States also need to repeal barriers to people suing on their own in small-claims court – barriers that make it impossible for ordinary people to seek redress in some cases that aren’t big enough to justify hiring a lawyer, leaving cheated people with little redress when they are ripped off to the tune of $5,000 to $10,000. People can represent themselves in small-claims courts, which have simplified procedures, but in many states, such courts can hear only the tiniest legal claims, like those seeking less than $5,000. When Maryland’s legislature passed a bill to increase the maximum amount to $5,000 from a ridiculously-low $2,500, then-Governor Parris Glendening vetoed it, citing opposition from trial lawyers.  (Liberal politicians are indebted to trial lawyers, who would lose income if more people represented themselves in small-claims court rather than hiring a lawyer.  But lawyers’ fear  of lost business may be exaggerated, since if people can’t sue in small claims court, they may simply forego suing, rather than hire a lawyer, who can charge $5,000 just to draft a detailed complaint – more than a plaintiff might recover on a small claim.)
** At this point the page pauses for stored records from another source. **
PR #2307, opened 2026-08-16
fix: grant FMA Launcher Pods RBAC Permissions to Advertise Serving State

aavarghese:
1. Similar to https://github.com/llm-d/llm-d-benchmark/pull/1799
2. Enhance verrify.test.sleep_wake section a bit to catch any FMA actuation issues (Today, only for manual deploying users since `kustomize` standup does not parse VERIFY and run it)

### DIFF
--- a/guides/fast-model-actuation/guide.yaml
+++ b/guides/fast-model-actuation/guide.yaml
@@ -124,8 +124,12 @@ verify:
             echo "== sleep/wake cycle ${i} =="
             kubectl scale deployment fma-requester -n ${NAMESPACE} --replicas=0
             kubectl wait --for=delete pod -l app=fma-requester -n ${NAMESPACE} --timeout=120s
+            # Confirm the launcher actually went to sleep before we wake it.
+            kubectl wait pod -l app.kubernetes.io/component=launcher -n ${NAMESPACE} \
+              --for='jsonpath={.metadata.labels.dual-pods\.llm-d\.ai/sleeping}=true' \
+              --timeout=120s
             kubectl scale deployment fma-requester -n ${NAMESPACE} --replicas=2
-            kubectl rollout status deployment/fma-requester -n ${NAMESPACE} --timeout=120s
+            kubectl rollout status deployment/fma-requester -n ${NAMESPACE} --timeout=300s
             kubectl get pods -l app.kubernetes.io/component=launcher -n ${NAMESPACE} \
               -o 'jsonpath={range .items[*]}{.metadata.name}{" sleeping="}{.metadata.labels.dual-pods\.llm-d\.ai/sleeping}{"\n"}{end}' || true
             kubectl run curl-wake-${i} --rm -i --restart=Never --attach \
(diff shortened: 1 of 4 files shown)


diegocastanibm:
/test-nightly fast-model-actuation-ibm-acc-gpu-vllm-x workload=nop.yaml harness=nop

guides/fast-model-actuation/guide.yaml
```diff
@@ -109,9 +112,29 @@ verify:
...
+      # to sleep), wait for the requester pods
+      # to terminate, scale up to 2, wait for rollout, then send a real
+      # inference request through the EPP.
+      - run: |
+          set -eu
+          IP=$(kubectl get service ${GUIDE_NAME}-epp -n ${NAMESPACE} -o jsonpath='{.spec.clusterIP}')
+          for i in 1 2; do
+            echo "== sleep/wake cycle ${i} =="
+            kubectl scale deployment fma-requester -n ${NAMESPACE} --replicas=0
+            kubectl wait --for=delete pod -l app=fma-requester -n ${NAMESPACE} --timeout=120s
```
diegocastanibm, line 126: Claude is suggesting to check for `sleeping=true` after this line. I like the idea. It is a way to be 100% that the instances are sleeping

guides/fast-model-actuation/rbac/role.yaml
```diff
@@ -1,8 +1,13 @@
+apiVersion: v1
+kind: ServiceAccount
+metadata:
+  name: fma-launcher
+---
 apiVersion: rbac.authorization.k8s.io/v1
 kind: Role
 metadata:
-  name: fma-launcher-pod-reader
+  name: fma-launcher-pod-state-writer
```
diegocastanibm, line 9: Because the Role is renamed, kubectl apply creates the new objects alongside the old ones rather than replacing them (since the namespace is not deleted during the CI bcasue @maugustosilva added `kubectl delete namespace` with `skip_in: [ci]`). RBAC is purely additive, so in any namespace that has already run this guide, the old grant survives. 

I agree that `pod-state-writer` is better than `pod-reader`  based on the new verbs that you are setting, so I do not recommend to use the old name for the role. However we need to delete the old role, and rolebinding (that used default as SA as you can see in the `guide.yaml`.

I have asked Claude and the best way to do so is to add this code in the cleanup block in the guide:
```
     # Namespaced RBAC for this guide (Role + ServiceAccount from rbac/role.yaml,
     # plus the imperatively-created RoleBinding).
     - run: kubectl delete -n ${NAMESPACE} -f ${REPO_ROOT}/guides/${GUIDE_NAME}/rbac/role.yaml --ignore-not-found=true
     - run: kubectl delete rolebinding fma-launcher-pod-state-writer -n ${NAMESPACE} --ignore-not-found=true
     # Legacy RBAC from earlier revisions of this guide, which granted
     # pods get/list/watch to the "default" ServiceAccount. Deleted explicitly
     # because the rename means `apply` no longer supersedes it.
     - run: kubectl delete rolebinding fma-launcher-pod-reader -n ${NAMESPACE} --ignore-not-found=true
     - run: kubectl delete role fma-launcher-pod-reader -n ${NAMESPACE} --ignore-not-found=true
```
`--ignore-not-found=true keeps` this safe in fresh namespaces where the legacy objects were never created

aavarghese: I think we should add the first half for deleting the new RBAC. Keeping the legacy deletion in cleanup is confusing for a new FMA user...

aavarghese: https://github.com/llm-d/llm-d/pull/2307/changes/639d92a6708a857159f6ef826593c4436a6db2b9

diegocastanibm: I agree, but then the old RBAC is going to stay in the cluster forever. If you do not want to add it, then we should delete it manually

aavarghese: sure. Thank you! Deleted them manually. We're good to go now!
```
ansuvarghese$ oc get rolebindings -n llm-d-nightly-fast-model-actuation-ibm-gpu
NAME                            ROLE                                 AGE
fma-launcher-pod-state-writer   Role/fma-launcher-pod-state-writer   24h
inference-perf-runner-binding   Role/inference-perf-runner-role      4d4h
system:deployers                ClusterRole/system:deployer          6d13h
system:image-builders           ClusterRole/system:image-builder     6d13h
ansuvarghese$ oc get roles -n llm-d-nightly-fast-model-actuation-ibm-gpu
NAME                            CREATED AT
fma-launcher-pod-state-writer   2026-08-17T16:46:23Z
inference-perf-runner-role      2026-08-14T13:20:00Z
```

diegocastanibm: Thanks!

diegocastanibm (approved):
LGTM

PR #2308, opened 2026-08-17
proposal: add MetaX accelerator support

FouoF:
## Summary

- propose a phased MetaX C-series accelerator integration for llm-d
- define the optimized-baseline file layout and minimum validation contract
- record the current candidate vLLM-MetaX, MACA, and mcoplib release set
- add advanced P/D well-lit pace guide


Gregory-Pereira:
Hi @FouoF I am totally in favour of this I just want to point out that we are moving to entirely upstream images. We have agreed to host some `llm-d` inference server image variants as a stop gap measure while features do not yet exist upstream in sglang or vLLM. I see no issue with including metax hardware in our guide overlays provided you can use upstream images, or will move towards using them. Will need official endorsement from the maintainers though, cc @robertgshaw2-redhat @chcost @ahg-g

FouoF:
@Gregory-Pereira Is there related issue or docs about 

> we are moving to entirely upstream images

I'm not sure if the "upstream images" means the official vllm repo. If it is, I agree that it's best to integrate all hardware support to one inference engine but the fact is that most hardware vendors maintain their own vllm images. I wonder if you have some idea to address this problem.

archlitchi:
@Gregory-Pereira ptal

guides/optimized-baseline/modelserver/metax/vllm/kustomization.yaml
Gregory-Pereira, line 1: Delete this directory - you can still use our existing bases `guides/recipes/modelserver/base/single-host` and just remap the labels

guides/optimized-baseline/modelserver/metax/vllm/patch-vllm.yaml
Gregory-Pereira, line 1: Again delete this - we dont need 2 overlay directories. You should consume the shared base and then patch everything in a single overlay. llm-d is a production project - single GPU modelservers are not really a production example

guides/optimized-baseline/modelserver/metax/vllm-eight-gpu/patch-profile.yaml
Gregory-Pereira, line 1: Rename: to just `vllm`. 8 gpus is the default for optimized baseline anyway

guides/optimized-baseline/modelserver/metax/vllm-eight-gpu/patch-profile.yaml
```diff
@@ -0,0 +1,42 @@
+apiVersion: apps/v1
+kind: Deployment
+metadata:
+  name: optimized-baseline-metax-vllm-decode
```
Gregory-Pereira: rename to just `deocde` the rest will come from the generate name prefixing in the kustomization

guides/pd-disaggregation/modelserver/metax/vllm/base/kustomization.yaml
Gregory-Pereira, line 1: Same as above - delete file, lets only have the single node example

guides/optimized-baseline/modelserver/metax/vllm-eight-gpu/kustomization.yaml
Gregory-Pereira, line 1: rename to just `guides/optimized-baseline/modelserver/metax/vllm/kustomization.yaml` we are getting rid of the single GPU overlay

guides/optimized-baseline/modelserver/metax/vllm-eight-gpu/kustomization.yaml
```diff
@@ -0,0 +1,12 @@
...
+resources:
+  - ../vllm
+namePrefix: eight-gpu-
+labels:
+  - pairs:
+      llm-d.ai/model: DeepSeek-R1-Distill-Llama-70B
+    includeSelectors: true
+    includeTemplates: true
+patches:
+  - path: patch-profile.yaml
```
Gregory-Pereira:
```suggestion
  - path: patch-vllm.yaml 
```

To be consistent with other guide examples

guides/optimized-baseline/modelserver/metax/vllm-eight-gpu/patch-profile.yaml
```diff
@@ -0,0 +1,42 @@
...
+spec:
+  replicas: 1
```
Gregory-Pereira: We should do 2 replicas here. If you dont have 2 nodes on hand I would suggest doing 2 replicas of TP=4 - the whole point of llm-d is balancing traffic across modelservers. If we only have 1 you get no performance bonuses unless you do something like offloading

guides/optimized-baseline/modelserver/metax/vllm-eight-gpu/patch-profile.yaml
```diff
@@ -0,0 +1,42 @@
...
+            - deepseek-ai/DeepSeek-R1-Distill-Llama-70B
+            - --trust-remote-code
+            - --tensor-parallel-size=8
+            - --pipeline-parallel-size=1
+            - --data-parallel-size=1
+            - --gpu-memory-utilization=0.85
+            - --max-model-len=4096
+            - --max-num-batched-tokens=4095
+            - --distributed-executor-backend=mp
+            - --disable-access-log-for-endpoints=/health,/metrics,/v1/models
```
Gregory-Pereira: Remove any of these that are default arguments:

```suggestion
            - serve
            - deepseek-ai/DeepSeek-R1-Distill-Llama-70B
            - --port
            - "8000"
            - --trust-remote-code
            - --tensor-parallel-size=8
            - --gpu-memory-utilization=0.85
            - --max-model-len=4096
            - --max-num-batched-tokens=4095
            - --distributed-executor-backend=mp
            - --disable-access-log-for-endpoints=/health,/metrics,/v1/models
```

guides/optimized-baseline/modelserver/metax/vllm-eight-gpu/patch-profile.yaml
```diff
@@ -0,0 +1,42 @@
...
+            - "8000"
+            - --served-model-name
+            - deepseek-ai/DeepSeek-R1-Distill-Llama-70B
+            - --trust-remote-code
+            - --tensor-parallel-size=8
+            - --pipeline-parallel-size=1
+            - --data-parallel-size=1
+            - --gpu-memory-utilization=0.85
+            - --max-model-len=4096
+            - --max-num-batched-tokens=4095
```
Gregory-Pereira: Is this intentionally 4095 and not 4096?

Gregory-Pereira: These im guessing come from some sort of rightsizing calculation? Others might benefit from sharing those as comments - optional

guides/pd-disaggregation/modelserver/metax/vllm/patch-decode.yaml
```diff
@@ -0,0 +1,89 @@
...
+  name: decode
+spec:
+  replicas: 1
+  template:
+    spec:
+      containers:
+        - name: modelserver
+          command: ["vllm", "serve"]
+          args:
+            - "Qwen/Qwen3-14B"
```
Gregory-Pereira: Can we choose a more production sized model? Why don't we stick with qwen/qwen3-32b?

guides/pd-disaggregation/modelserver/metax/vllm/patch-decode.yaml
```diff
@@ -0,0 +1,89 @@
+apiVersion: apps/v1
+kind: Deployment
+metadata:
+  name: decode
+spec:
+  replicas: 1
```
Gregory-Pereira: Single replica again - we should use prefill 4 replicas TP=2, decode 2 replicas TP=4

guides/pd-disaggregation/modelserver/metax/vllm/patch-decode.yaml
```diff
@@ -0,0 +1,89 @@
...
+            - "--port"
+            - "8200"
+            - "--served-model-name"
+            - "Qwen/Qwen3-14B"
+            - "--disable-access-log-for-endpoints=/health,/metrics,/v1/models"
+            - "--tensor-parallel-size=1"
+            - "--max-num-batched-tokens=8192"
+            - "--gpu-memory-utilization=0.9"
+            - "--kv-transfer-config"
+            - '{"kv_connector":"NixlConnector","kv_role":"kv_both","kv_load_failure_policy":"fail"}'
```
Gregory-Pereira: Drop default args
```suggestion
            - "Qwen/Qwen3-14B"
            - "--port"
            - "8200"
            - "--disable-access-log-for-endpoints=/health,/metrics,/v1/models"
            - "--max-num-batched-tokens=8192"
            - "--kv-transfer-config"
            - '{"kv_connector":"NixlConnector","kv_role":"kv_both","kv_load_failure_policy":"fail"}'
```

guides/pd-disaggregation/modelserver/metax/vllm/patch-decode.yaml
```diff
@@ -0,0 +1,89 @@
...
+                  name: llm-d-hf-token
+                  key: HF_TOKEN
+            - name: VLLM_NIXL_SIDE_CHANNEL_HOST
+              valueFrom:
+                fieldRef:
+                  fieldPath: status.podIP
+            - name: VLLM_NIXL_SIDE_CHANNEL_PORT
+              value: "5600"
+            - name: VLLM_HTTP_TIMEOUT_KEEP_ALIVE
+              value: "120"
```
Gregory-Pereira: Only set this on prefill:

```suggestion
```

guides/pd-disaggregation/modelserver/metax/vllm/patch-decode.yaml
```diff
@@ -0,0 +1,89 @@
...
+          securityContext:
+            capabilities:
+              add:
+                - IPC_LOCK
+            seccompProfile:
+              type: Unconfined
+          resources:
+            limits:
+              memory: 64Gi
+              metax-tech.com/gpu: "1"
```
Gregory-Pereira: Lets make this a 16 GPU deployment as stated above:

4 Replicas = TP 2 prefill
2 Replicas = TP 4 decode

guides/pd-disaggregation/modelserver/metax/vllm/patch-decode.yaml
```diff
@@ -0,0 +1,89 @@
...
+            failureThreshold: 6
+          readinessProbe:
+            periodSeconds: 10
+            timeoutSeconds: 5
+            failureThreshold: 6
+      volumes:
+        - name: shm
+          emptyDir:
+            medium: Memory
+            sizeLimit: 100Gi
```
Gregory-Pereira: Was this chosen intentionally? 100Gi of `/dev/shm` here seems insane. I would be looking in the 1-2 Gi range for comparable deployments on nvidia hardware

guides/pd-disaggregation/modelserver/metax/vllm/base/patch-prefill.yaml
Gregory-Pereira, line 1: Pretty much same comments as above but keep `VLLM_HTTP_TIMEOUT_KEEP_ALIVE`.

Gregory-Pereira (changes requested):
These are my question and comments. To make this process easier I have drafted a PR suggesting my changes here: https://github.com/FouoF/llm-d/pull/1, but you do not have to accept all of them.

guides/optimized-baseline/modelserver/metax/vllm-eight-gpu/patch-profile.yaml
```diff
@@ -0,0 +1,42 @@
...
+            periodSeconds: 10
+            timeoutSeconds: 5
+          resources:
+            requests:
+              cpu: "16"
+              memory: 64Gi
+              metax-tech.com/gpu: "8"
+            limits:
+              memory: 256Gi
+              metax-tech.com/gpu: "8"
```
Gregory-Pereira: We recommend specialized networking for PD - which is usually considered table stakes making it worth while. Usually this is `rdma/ib` or `rdma/roce_gdr`. Is there a cluster with this accelerated networking and MetaX GPUs this could be tested on?

guides/pd-disaggregation/modelserver/metax/vllm/patch-decode.yaml
archlitchi: Qwen3-14B is what we used for kubeCon keynote demo, because we have limited time so we can only pick small model to minimize warm up time, it works fine with 32B

guides/optimized-baseline/modelserver/metax/vllm-eight-gpu/patch-profile.yaml
archlitchi: adopted

guides/pd-disaggregation/modelserver/metax/vllm/base/kustomization.yaml
archlitchi: adopted

guides/optimized-baseline/modelserver/metax/vllm-eight-gpu/patch-profile.yaml
archlitchi: adopted

guides/optimized-baseline/modelserver/metax/vllm-eight-gpu/kustomization.yaml
archlitchi: adopted

guides/optimized-baseline/modelserver/metax/vllm-eight-gpu/kustomization.yaml
archlitchi: adopted

guides/optimized-baseline/modelserver/metax/vllm-eight-gpu/patch-profile.yaml
archlitchi: adopted

guides/optimized-baseline/modelserver/metax/vllm-eight-gpu/patch-profile.yaml
archlitchi: no, but once i have access to their hypernode, i'll be able to do testing on top of that, for now, i have only a 8xGPU node

archlitchi: > We recommend specialized networking for PD - which is usually considered table stakes making it worth while. Usually this is `rdma/ib` or `rdma/roce_gdr`. Is there a cluster with this accelerated networking and MetaX GPUs this could be tested on?

I'll follow-up and submit another PR once i have validated that

guides/pd-disaggregation/modelserver/metax/vllm/patch-decode.yaml
archlitchi: adopted

guides/pd-disaggregation/modelserver/metax/vllm/patch-decode.yaml
archlitchi: adopted

guides/pd-disaggregation/modelserver/metax/vllm/patch-decode.yaml
archlitchi: after coordinating with them, the best practice here is 32G, i'll update the part here

guides/optimized-baseline/modelserver/metax/vllm-eight-gpu/patch-profile.yaml
archlitchi: yeah, i got the parameter from their initial docker run script, i've updated their latest parameter.

Gregory-Pereira (approved):
/lgtm

PR #2314, opened 2026-08-18
fix CPU builds for NIXL 

Gregory-Pereira:
TSIA

### DIFF
--- a/docker/scripts/cpu/install_nixl.py
+++ b/docker/scripts/cpu/install_nixl.py
@@ -89,8 +89,8 @@ def build_and_install_prerequisites(args):
         return
 
     print("\n--> No installed package or cached wheel found. Starting full build process...", flush=True)
-    print("\n--> Installing auditwheel...", flush=True)
-    run_command([sys.executable, '-m', 'pip', 'install', 'auditwheel'])
+    print("\n--> Installing auditwheel and patchelf...", flush=True)
+    run_command([sys.executable, '-m', 'pip', 'install', 'auditwheel', 'patchelf'])
     install_system_dependencies()
     ucx_install_path = os.path.abspath(UCX_INSTALL_DIR)
     print(f"--> Using wheel cache directory: {WHEELS_CACHE_HOME}", flush=True)


docker/scripts/cpu/install_nixl_from_source_ubuntu.py
```diff
@@ -0,0 +1,254 @@
...
+    try:
+        nixl_release_url = "https://api.github.com/repos/ai-dynamo/nixl/releases/latest"
+        with urllib.request.urlopen(nixl_release_url) as response:
+            data = json.load(response)
+            return data.get("tag_name", "0.7.0")
+    except Exception:
+        return "0.7.0"
+
+
+NIXL_VERSION = os.environ.get("NIXL_VERSION", get_latest_nixl_version())
```
diegocastanibm: move this line with the rest of the constants? IMO, move it to line 20 would be better

docker/scripts/cpu/install_nixl_from_source_ubuntu.py
```diff
@@ -0,0 +1,254 @@
...
+        flush=True,
+    )
+    print("\n--> Installing auditwheel...", flush=True)
+    run_command([sys.executable, "-m", "pip", "install", "auditwheel"])
+    install_system_dependencies()
+    ucx_install_path = os.path.abspath(UCX_INSTALL_DIR)
+    print(f"--> Using wheel cache directory: {WHEELS_CACHE_HOME}", flush=True)
+    os.makedirs(WHEELS_CACHE_HOME, exist_ok=True)
+
+    # -- Step 1: Build UCX from source --
```
diegocastanibm: I think it is better to have each step in different functions. It would be easier to follow

diegocastanibm (dismissed):
just some small suggestions

docker/scripts/cpu/install_nixl_from_source_ubuntu.py
Gregory-Pereira: This script was pulled from https://github.com/vllm-project/vllm/blob/v0.26.0/tools/install_nixl_from_source_ubuntu.py exactly as is in an effort to reduce drift between upstream and downstream. Honestly maybe we just call the script directly from the checked out repo

docker/scripts/cpu/install_nixl_from_source_ubuntu.py
Gregory-Pereira: Same as above - I am open to putting in changes we just need to decide if we want to do that as a whole and break alignment with upstream

docker/scripts/cpu/install_nixl_from_source_ubuntu.py
maugustosilva: While I understand the goal of making the code "cleaner" (and thus easier to follow), I vote for just call the script from the repo. We have **plenty** to maintain already!

docker/scripts/cpu/install_nixl_from_source_ubuntu.py
maugustosilva: While I understand the goal of making the code "cleaner" (and thus easier to follow), I vote for just call the script from the repo. We have **plenty** to maintain already!

Gregory-Pereira:
Resolves: https://github.com/llm-d/llm-d/actions/runs/32081267870/job/95544569201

Unlike small-claims courts, which operate under fairly simple rules, the courts that hear larger cases have a bewildering array of court rules dealing with format and procedure that vary from state to state, and sometimes from county to county.  One court may insist that case filings be blue-backed on 14-inch paper, while another may forbid that. Only a practicing lawyer will be familiar with such details, and overlooking them can have ruinous consequences. For example, the Georgia Court of Appeals dismissed an appeal in a $2.7 million case because the appellant used Times New Roman typeface rather than Courier.